PR #735, opened 2020-12-24
Upgrade Typescript to 3.9.7

rgomezp:
# Description
## 1 Line Summary
Upgrades Typescript version to 3.9.7

# Systems Affected
* [x] WebSDK
* [ ] Backend
* [ ] Dashboard

# Validation
## Tests
All tests pass

### Info
Fixed Unit Tests that broke due to Typescript changes

### Checklist

**Programming Checklist**
Interfaces:

  * New interfaces are unique to each individual testing file

Functions:

Typescript:

* [x] No Typescript warnings

Other:

### Info
No relevant screenshots necessary

### Checklist
* 
* 
* 

## Related Tickets
- - -
## 
This change is [Reviewable](https://reviewable.io/reviews/onesignal/onesignal-website-sdk/727)

### DIFF
--- a/package.json
+++ b/package.json
@@ -81,7 +81,7 @@
     "svgo": "^0.7.2",
     "text-encoding": "^0.6.4",
     "timemachine": "^0.3.0",
-    "typescript": "^2.7.1",
+    "typescript": "^3.9.7",
     "tslint": "^5.10.0",
     "tslint-eslint-rules": "^5.2.0",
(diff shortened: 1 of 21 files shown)


itrush (approved):

jkasten2:
@rgomezp I believe we can removing some additional entries in `typings/globals/missing.d.ts` now that we are using TS 3.9.7. Some were specifically present since we were still on an old TS version.

PR #741, opened 2021-02-04
Added IANA timezone

gonzalonarbaiz:
# Description
Added IANA timezone ID 

## Details
This change is required to prevent a bug we are currently having with TZ

# Systems Affected
* [x] WebSDK

## 
This change is [Reviewable](https://reviewable.io/reviews/onesignal/onesignal-website-sdk/741)

### DIFF
--- a/src/models/UpdatePlayerOptions.ts
+++ b/src/models/UpdatePlayerOptions.ts
@@ -7,7 +7,7 @@ export interface UpdatePlayerOptions {
     web_p256                    ?: string;
     language                    ?: string;
     timezone                    ?: number;
-    timezone_id                    ?: string;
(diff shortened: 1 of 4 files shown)


src/models/UpdatePlayerOptions.ts
```diff
@@ -7,6 +7,7 @@ export interface UpdatePlayerOptions {
     web_p256                    ?: string;
     language                    ?: string;
     timezone                    ?: number;
+    timezone_id                    ?: string;
```
rgomezp, line 10: Nit: spacing doesn't match other params

rgomezp (approved):

PR #745, opened 2021-02-12
Remove ServiceWorker Page Control Requirement

jkasten2:
# Description
## 1 Line Summary
Remove ServiceWorker page control requirement.

### Summary
**_This is a quick 2 minute summary, recommend also seeing the [full spike work here](https://github.com/OneSignal/OneSignal-Website-SDK/issues/615) after reading this summary._**
Removes the requirement of the service worker scope to be at or higher than the page you are viewing. (AKA the ServiceWorker has control of the page)

* _You may have known you could[ already customize the path and scope of the OneSignal ServiceWorker ](https://documentation.onesignal.com/docs/onesignal-service-worker-faq#custom-code-setup---service-worker-customizations) before this but it still meant the user has to be on a page in it's scope._

APIs that assumed only one ServiceWorker is on a domain has been replaced with `navigator.serviceWorker.getRegistration(scope)`.

* Examples; `navigator.serviceWorker.controller` & `navigator.serviceWorker.ready`

Dev Sandbox has been updated to a non-root scope to demonstrate these changes work.

#### What this means
* No need to merge ServiceWorker files per the  ["Integrating Multiple Service Workers"](https://documentation.onesignal.com/docs/onesignal-service-worker-faq#section-integrating-multiple-service-workers) guide to support the following.
* Compatibility with AMP, when using your own domain (AKA not Google proxied)
* Compatibility with PWA
* And any other service worker that requires page control

#### What is PR does NOT do
* Does not change the default scope
  * This is intended so there is no breaking changes to those who have already setup this SDK. A change in the default will be done in the future.
* Does not allow more than one OneSignal ServiceWorker per domain. Example `en/push/onesignal` and `es/push/onesignal`
     - This is because the same index.db, sessionStorage, and others would be shared.

### [Full Details](https://github.com/OneSignal/OneSignal-Website-SDK/issues/615)
See issue #615 for the full research done before this PR was created.

# Systems Affected
* [x] WebSDK
* [ ] Backend
* [ ] Dashboard

# Validation
## Tests
Tests have been updated and pass. Need to evaluate changes if we some new tests.

### Checklist
* [X] All the automated tests pass or I explained why that is not possible
* [X] I have personally tested this on my machine or explained why that is not possible
  * Tested Edge(Chromium), and Firefox on Windows 10.
  * Tested Chrome and Safari on macOS
  * Tested both HTTP and HTTPS sites
  * Tested ServiceWorker upgrading versions
  * Tested on_focus and on_session works
[...]

PR #747, opened 2021-02-19
Update ServiceWorker if its href or scope changes

jkasten2:
# Description
## 1 Line Summary
Update ServiceWorker if its href or scope changes. Allows a seamless transition for those who take advantage of the ["Remove ServiceWorker Page Control Requirement"](https://github.com/OneSignal/OneSignal-Website-SDK/pull/745) changes.

## Details
# Systems Affected
* [x] WebSDK
* [ ] Backend
* [ ] Dashboard

# Validation
## Tests
**Tested the following scenario:**

1. Subscribed for push with default OneSignal ServiceWorker settings.
   - OneSignalSDKWorker.js on the root scope
2. Closed site
3. Changed scope by setting `OneSignal.SERVICE_WORKER_PARAM` to `/push/onesignal/`
4. Also someone may add their own service work in the same deploy
    - Added a call to `navigator.serviceWorker.register("pwa-sw.js");` to replace OneSignal at the root scope.
5. Opened site, observed both ServiceWorkers installed at different scopes.
6. Sent a push and observed it displayed correctly.

Tested on Edge and Firefox on Windows 10.

### Checklist

**Programming Checklist**
Interfaces:

Functions:

Typescript:

* [x] No Typescript warnings

Other:

# Info
### Question if two different SW files have `self.addEventListener('push'` which one gets the event?
Every `ServiceWorkerRegistration` instance has its own subscription endpoint. So the answer is simply which one you sent the push to..

## Checklist
* [x] First time setup
* [x] Site was on root scope, changes to a non-root scope such as `/push/onesignal/`
* [x] Site has a root worked with both their SW `importScripts` and ours, want to migrate to OneSignal being under it own scope.
* [x] Ensure pushes display, and don't display twice.

- - -
## Related Tickets
PR #745
- - -
## 
This change is [Reviewable](https://reviewable.io/reviews/onesignal/onesignal-website-sdk/747)

### DIFF
--- a/src/managers/ServiceWorkerManager.ts
+++ b/src/managers/ServiceWorkerManager.ts
@@ -136,34 +136,38 @@ export class ServiceWorkerManager {
   }
 
   private async shouldInstallWorker(): Promise<boolean> {
+    // 1. Does the browser support ServiceWorkers?
     if (!Environment.supportsServiceWorkers())
       return false;
 
+    // 2. Is OneSignal initialized?
     if (!OneSignal.config)
       return false;
 
+    // 3. Will the service worker be installed on os.tc instead of the current domain?
     if (OneSignal.config.subdomain) {
       // No, if configured to use our subdomain (AKA HTTP setup) AND this is on their page (HTTP or HTTPS).
       // But since safari does not need subscription workaround, installing SW for session tracking.
       if (
-        OneSignal.environmentInfo.browserType !== "safari" && 
+        OneSignal.environmentInfo.browserType !== "safari" &&
           SdkEnvironment.getWindowEnv() === WindowEnvironmentKind.Host
       ) {
         return false;
       }
     }
 
+    // 4. Is a OneSignal ServiceWorker not installed now?, if not and
+    //   notification permissions are enabled we should install.
+    //   This prevents an unnecessary install which saves bandwidth
     const workerState = await this.getActiveState();
-    // If there isn't a SW or it isn't OneSignal's only install our SW if notification permissions are enabled
-    // This prevents an unnessary install which saves bandwidth
     if (workerState === ServiceWorkerActiveState.None || workerState === ServiceWorkerActiveState.ThirdParty) {
       const permission = await OneSignal.context.permissionManager.getNotificationPermission(
         OneSignal.config!.safariWebId
       );
-
       return permission === "granted";
     }
 
+    // 5. We have a OneSignal ServiceWorker installed, is there an update?
     return this.workerNeedsUpdate();
   }
 
--- a/src/managers/ServiceWorkerManager.ts
+++ b/src/managers/ServiceWorkerManager.ts
@@ -156,9 +156,9 @@ export class ServiceWorkerManager {
       }
     }
 
-    // 4. Is a OneSignal ServiceWorker not installed now?, if not and
-    //   notification permissions are enabled we should install.
-    //   This prevents an unnecessary install which saves bandwidth
+    // 4. Is a OneSignal ServiceWorker not installed now?
+    // If not and notification permissions are enabled we should install.
+    // This prevents an unnecessary install of the OneSignal worker which saves bandwidth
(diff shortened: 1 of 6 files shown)


src/managers/ServiceWorkerManager.ts
```diff
@@ -136,37 +136,91 @@ export class ServiceWorkerManager {
...
+      const notificationsEnabled = permission === "granted";
+      if (notificationsEnabled) {
+        Log.info("[shouldInstallWorker] Notification Permissions enabled, will install ServiceWorker");
+      }
+      return notificationsEnabled;
+    }
 
-      return permission === "granted";
+    // 5. We have a OneSignal ServiceWorker installed, but did the path or scope of the ServiceWorker change?
+    if (await this.changedServiceWorkerParams()) {
```
jkasten2, line 176: Future PR: `ServiceWorkerActiveState.ThirdParty` check isn't really needed if we are checking for the name already in this `changedServiceWorkerParams` method.

jkasten2: Future PR: `ServiceWorkerActiveState.None` could also be cleaned up, since this checks for presence. Consider if it is worth keeping enum however so it is easy to search for.

src/managers/ServiceWorkerManager.ts
```diff
@@ -136,37 +136,91 @@ export class ServiceWorkerManager {
...
+      return true;
     }
 
+    // 6. We have a OneSignal ServiceWorker installed, is there an update?
     return this.workerNeedsUpdate();
   }
 
+  private async changedServiceWorkerParams(): Promise<boolean> {
```
jkasten2, line 184: Should change name to `haveParamsChanged`, to indicate it will return a `bool`

src/managers/ServiceWorkerManager.ts
```diff
@@ -136,37 +136,91 @@ export class ServiceWorkerManager {
...
+    }
+
+    // 3. Different href?, asking if (path + filename [A or B] + queryParams) is different
+    const availableWorker = ServiceWorkerUtilHelper.getAvailableServiceWorker(workerRegistration);
+    const serviceWorkerHrefs = ServiceWorkerHelper.getPossibleServiceWorkerHrefs(
+      this.config,
+      this.context.appConfig.appId
+    );
+    // We don't care if the only differences is between OneSignal's A(Worker) vs B(WorkerUpdater) filename.
+    if (serviceWorkerHrefs.indexOf(availableWorker?.scriptURL || "") === -1) {
```
jkasten2, line 213: This line is doing to much. It also isn't a good idea to check for `""` in array to get a try to force a not found result.

jkasten2 (commented):
Would be nice if there was more background about the problem this is trying to solve and ServiceWorker state it results. Such as keeping the existing worker incase it has more than just a OneSignal importScripts in it. And how getting calling getRegistration("/scope") will get higher scope if a specific one isn't present.

itrush (approved):
> Reviewed 1 of 1 files at r1, 5 of 6 files at r2, 1 of 1 files at r3.
> *[Reviewable](https://reviewable.io/reviews/onesignal/onesignal-website-sdk/747)* status: all files reviewed, 3 unresolved discussions (waiting on @jkasten2 and @rgomezp)

___
*[src/managers/ServiceWorkerManager.ts, line 176 at r2](https://reviewable.io/reviews/onesignal/onesignal-website-sdk/747#-MTuVo6LxwKd8Hjo27y3-r2-176:-MUGhwAb6ch4GApDQpfC:b4c9lyr) ([raw file](https://github.com/onesignal/onesignal-website-sdk/blob/873a47a1e4e6eeffd51335d1776503d4928282de/src/managers/ServiceWorkerManager.ts#L176)):*

Future PR: `ServiceWorkerActiveState.None` could also be cleaned up, since this checks for presence. Consider if it is worth keeping enum however so it is easy to search for.
</blockquote></details>

:thumbsup:

PR #752, opened 2021-02-23
Fix update push endpoint immediately

### LINKED ISSUE #715: re-allow notifications doesn't work (most likely still an issue in v16 [160000])
**Description:**

Notifications work as expected until we block them for a while, and then when we decide to allow them again, we can't get notifications at all - and that's weird.

Typical use cases: user gets notifications, but for the next day decided to block notification just not to be distracted, and after that decided to allow again to be notified, but user will no longer be able to receive them.

**Steps to Reproduce Issue:**

1) Wait for prompt to appear
2) Click Allow
3) Send notification it will work
3) Block notification in site settings
4) Reload the page
5) Send notification it will not work (as expected)
5) Unblock notification in site settings - press allow
6) Reload the page
7) Send a message it will not work (but... notifications allowed)
Can't receive notification at all after these steps

**Anything else:**
After steps above I can see that my user in Onesignal dashboard has status "Not Subscribed", and can't get notifications.

jkasten2:
# Description
## 1 Line Summary
Fix issue where if there are subscription changes when a new tab is opened (before the 30 second new session) they are not sent until the next on_session will tigger.

## Details
The root issue is session logic is different from the page vs SW logic.
*  page - `onSessionSent`
* SW - `timeSinceLastDeactivatedInSeconds <= sessionThresholdInSeconds`

The path forward will probably be moving all player updates (and create) calls to the service worker so they can be made from one central location.

# Systems Affected
* [ ] WebSDK
* [ ] Backend
* [ ] Dashboard

# Validation
### Checklist

**Programming Checklist**
Interfaces:

Functions:

Typescript:

* [ ] No Typescript warnings

Other:

### Checklist

- - -
## Related Tickets
- - -
## 
This change is [Reviewable](https://reviewable.io/reviews/onesignal/onesignal-website-sdk/752)

Fixes #715

### DIFF
--- a/src/helpers/ServiceWorkerHelper.ts
+++ b/src/helpers/ServiceWorkerHelper.ts
@@ -12,6 +12,7 @@ import { OutcomesConfig } from "../models/Outcomes";
 import OutcomesHelper from './shared/OutcomesHelper';
 import { cancelableTimeout, CancelableTimeoutPromise } from './sw/CancelableTimeout';
 import { OSServiceWorkerFields } from "../service-worker/types";
+import Utils from "../context/shared/utils/Utils";
 
 declare var self: ServiceWorkerGlobalScope & OSServiceWorkerFields;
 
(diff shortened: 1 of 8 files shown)


jkasten2:
It is no longer planned to land this PR in 15.x.x so closing this PR. The large changes around User Model in the 16.x.x release means the changes proposed here no longer apply.

PR #193, opened 2022-03-28
update go to 1.17 and update csv version to 4.11.0

iamniting:
- Update golang to 1.17 and its deps
- Update all actions to make them compatible with golang 1.17
- Update CSV version
- Use go install instead of depricated go get


.github/workflows/codespell.yaml
```diff
@@ -17,6 +17,7 @@ jobs:
       - name: codespell
         uses: codespell-project/actions-codespell@master
         with:
+          exclude_file: go.sum
```
umangachapagain, line 20: Why do we need to exclude it?

umangachapagain:
@iamniting There are multiple changes in this PR (not just Go 1.17 change).
I suggest updating PR title and description to make it clearer.

.github/workflows/codespell.yaml
iamniting: It was failing here https://github.com/red-hat-storage/odf-operator/actions/runs/2050857294

iamniting:
> @iamniting There are multiple changes in this PR (not just Go 1.17 change). I suggest updating PR title and description to make it clearer.

done

jarrpa (approved):
/lgtm

PR #198, opened 2022-04-07
End to end test: Added test suite functions

malayparida2000:
This test installs the odf operator & starts a storage system. Then it unistalls the operator & cleans up everything.


e2e/setup_teardown.go
```diff
@@ -0,0 +1,40 @@
+package e2e
+
+import (
+	"github.com/onsi/gomega"
+)
+
+// BeforeTestSuiteSetup is the function called to initialize the test environment
+func BeforeTestSuiteSetup() {
```
iamniting, line 8: lets rename it to Setup()

e2e/setup_teardown.go
```diff
@@ -0,0 +1,40 @@
...
+
+	gomega.Expect(err).To(gomega.BeNil())
+
+	SuiteFailed = false
+
+	debug("------------------------------\n")
+}
+
+// AfterTestSuiteCleanup is the function called to tear down the test environment
+func AfterTestSuiteCleanup() {
```
iamniting, line 28: rename this one to TearDown()

pkg/deploymanager/ODFStorageSystem.go
```diff
@@ -0,0 +1,34 @@
+package deploymanager
```
iamniting, line 1: rename the files using underscore with all small case

pkg/deploymanager/config.go
```diff
@@ -0,0 +1,133 @@
...
+// InstallNamespace is the namespace odf is installed into
+const InstallNamespace = "openshift-storage"
+
+//nolint:errcheck // ignoring err check as causing failures
+func init() {
+	odfv1alpha1.SchemeBuilder.AddToScheme(scheme.Scheme)
+}
+
+type DeployManager struct {
+	olmClient      *olmclient.Clientset
```
iamniting, line 29: lets use one client for all of the schemes.

pkg/deploymanager/subscription.go
```diff
@@ -0,0 +1,311 @@
...
+	odfOG := v1.OperatorGroup{
+		ObjectMeta: metav1.ObjectMeta{
+			Name:      "openshift-storage-operatorgroup",
+			Namespace: InstallNamespace,
+		},
+		Spec: v1.OperatorGroupSpec{
+			TargetNamespaces: []string{InstallNamespace},
+		},
+	}
+	odfOG.SetGroupVersionKind(schema.GroupVersionKind{Group: v1.SchemeGroupVersion.Group, Kind: "OperatorGroup", Version: v1.SchemeGroupVersion.Version})
```
iamniting, line 73: I don't think we should do this

iamniting (changes requested):

pkg/deploymanager/config.go
malayparida2000: Having some doubts & issues here as these clients are used separately inside the subscription.go file.

pkg/deploymanager/subscription.go
```diff
@@ -0,0 +1,322 @@
...
+	label := make(map[string]string)
+	// Label required for monitoring this namespace
+	label["openshift.io/cluster-monitoring"] = "true"
+
+	// Namespaces
+	co.namespaces = append(co.namespaces, k8sv1.Namespace{
+		TypeMeta: metav1.TypeMeta{
+			Kind:       "Namespace",
+			APIVersion: "v1",
+		},
```
iamniting, line 55: I don't think this is required.

pkg/deploymanager/subscription.go
```diff
@@ -0,0 +1,322 @@
...
+		ObjectMeta: metav1.ObjectMeta{
+			Name:   InstallNamespace,
+			Labels: label,
```
iamniting, line 58: Add labels directly instead of using variables.

pkg/deploymanager/subscription.go
```diff
@@ -0,0 +1,322 @@
...
+
+func (t *DeployManager) generateClusterObjects(odfCatalogImage string, subscriptionChannel string) *clusterObjects {
+
+	co := &clusterObjects{}
+	label := make(map[string]string)
+	// Label required for monitoring this namespace
+	label["openshift.io/cluster-monitoring"] = "true"
+
+	// Namespaces
+	co.namespaces = append(co.namespaces, k8sv1.Namespace{
```
iamniting, line 51: create a variable and append it later, as you are doing for other variables.

pkg/deploymanager/subscription.go
```diff
@@ -0,0 +1,322 @@
...
+	co.subscriptions = append(co.subscriptions, odfSubscription)
+
+	return co
+}
+
+// Deploying the cluster objects
+func (t *DeployManager) deployClusterObjects(co *clusterObjects) error {
+
+	for _, namespace := range co.namespaces {
+		err := t.CreateNamespace(namespace.Name)
```
iamniting, line 130: As you are just using a name, why not to create a list of namespaces instead of creating a object.

pkg/deploymanager/subscription.go
```diff
@@ -0,0 +1,322 @@
...
+		},
+		Spec: v1alpha1.CatalogSourceSpec{
+			SourceType:  v1alpha1.SourceTypeGrpc,
+			Image:       odfCatalogImage,
+			DisplayName: "OpenShift Data Foundation",
+			Publisher:   "Red Hat",
+		},
+	}
+
+	co.catalogSources = append(co.catalogSources, odfCatalog)
```
iamniting, line 104: Why do we need catalog twice?

pkg/deploymanager/subscription.go
```diff
@@ -0,0 +1,322 @@
...
+		}
+	}
+
+	for _, subscription := range co.subscriptions {
+		err := t.olmClient.OperatorsV1alpha1().Subscriptions(subscription.Namespace).Delete(context.TODO(), subscription.Name, metav1.DeleteOptions{})
+		if err != nil && !errors.IsNotFound(err) {
+			return err
+		}
+	}
+
```
iamniting, line 320: This order should be a exact opposite of create

iamniting (changes requested):

pkg/deploymanager/subscription.go
malayparida2000: I think the clusterobject here has the namespace, operatorgroup, catalogsource & subscription. So it can not be a list I think

iamniting: It can be, lets discuss this over a call

iamniting (approved):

━━━━━━━━━━━━━━━━

From the listing above, repeat exactly the lines starting at the line that includes "browser support ServiceWorkers?" and ending at the line that includes "if notification permissions are enabled", with nothing outside that span.

> **Exercise answer**:
+    // 1. Does the browser support ServiceWorkers?
     if (!Environment.supportsServiceWorkers())
       return false;
 
+    // 2. Is OneSignal initialized?
     if (!OneSignal.config)
       return false;
 
+    // 3. Will the service worker be installed on os.tc instead of the current domain?
     if (OneSignal.config.subdomain) {
       // No, if configured to use our subdomain (AKA HTTP setup) AND this is on their page (HTTP or HTTPS).
       // But since safari does not need subscription workaround, installing SW for session tracking.
       if (
-        OneSignal.environmentInfo.browserType !== "safari" && 
+        OneSignal.environmentInfo.browserType !== "safari" &&
           SdkEnvironment.getWindowEnv() === WindowEnvironmentKind.Host
       ) {
         return false;
       }
     }
 
+    // 4. Is a OneSignal ServiceWorker not installed now?, if not and
+    //   notification permissions are enabled we should install.
+    //   This prevents an unnecessary install which saves bandwidth
     const workerState = await this.getActiveState();
-    // If there isn't a SW or it isn't OneSignal's only install our SW if notification permissions are enabled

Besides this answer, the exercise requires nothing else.